Système multipolaire
Configuration du système international où plusieurs États ou pôles de puissance importants coexistent. Avant 1945 et depuis 1990, ce type de système est marqué par une pluralité d’acteurs dont les interactions sont plus incertaines et moins stables en raison de la difficulté à maintenir un équilibre entre plusieurs pôles.

Structure du système international
Organisation fondamentale du système mondial qui détermine les comportements des États. Selon le néo-réalisme, cette structure repose principalement sur la distribution de la puissance entre les acteurs et l’équilibre des pouvoirs, influençant la stabilité ou l’instabilité du système. Elle agit comme un cadre qui contraint ou guide les stratégies des États.

5. Néo-libéralisme et institutions

Notions clés & Définitions

Néo-libéralisme : Courant qui, après 1945, met l’accent sur l’importance des facteurs économiques et des organisations internationales dans la fluctuation des relations internationales. Il considère que les événements économiques (crises, guerres) et politiques influencent la dynamique entre États, en insistant sur le rôle des institutions sociales pour construire des ordres sociaux adaptés aux problèmes communs.

Régime international : Ensemble d’institutions sociales dans un domaine donné où convergent les attentes des États. Ces institutions permettent aux États de construire des rapports spécifiques à travers des organisations internationales, favorisant la coopération dans des secteurs précis (économique, culturel, etc.).

Institutions sociales : Structures ou règles établies dans un domaine particulier, qui régulent les comportements des États et facilitent leur coopération. Elles sont le cadre dans lequel se construisent les rapports internationaux selon le néo-libéralisme.

Organisations internationales spécifiques : Organismes créés pour réguler des domaines précis, permettant aux États d’interagir selon des règles communes. Exemples implicites dans le texte : institutions dans les domaines économiques, culturels, etc.

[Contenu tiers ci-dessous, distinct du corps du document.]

PR #24100, opened 2026-01-09
Change default read status to 'both' in GmailTrigger

FazlOmar9:
Seems more intuitive to leave it on both by default.

## Summary

Instead of reading unread emails only, the trigger should check all emails by default. Then if someone specifically wants it to read only unread/read emails they can change it using the filter.


neelpatel19 (commented):
s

Ordre social : Organisation cohérente et stable des relations entre États, construite par les institutions sociales et les organisations internationales, visant à gérer les enjeux communs et à limiter les conflits dans un cadre régulé.

Points essentiels

  • Les néolibéraux soulignent que les relations internationales sont influencées par des facteurs économiques et politiques, notamment lors de crises ou d’événements majeurs (ex : crises pétrolières, guerres).
  • La création d’un régime international repose sur la mise en place d’institutions sociales dans des domaines spécifiques, où les États partagent des attentes et construisent des rapports à travers des organisations internationales.
  • Ces institutions permettent de créer un ordre social adapté aux enjeux communs, en travaillant à différents niveaux et dans des secteurs précis (économique, culturel, etc.).
  • La coopération internationale s’appuie sur ces institutions pour instaurer des règles communes, renforcer la stabilité et répondre aux défis globaux.

À retenir

Le néo-libéralisme insiste sur le rôle central des institutions sociales et des organisations internationales spécifiques pour construire un ordre social cohérent, permettant aux États de coopérer face aux enjeux économiques et politiques mondiaux.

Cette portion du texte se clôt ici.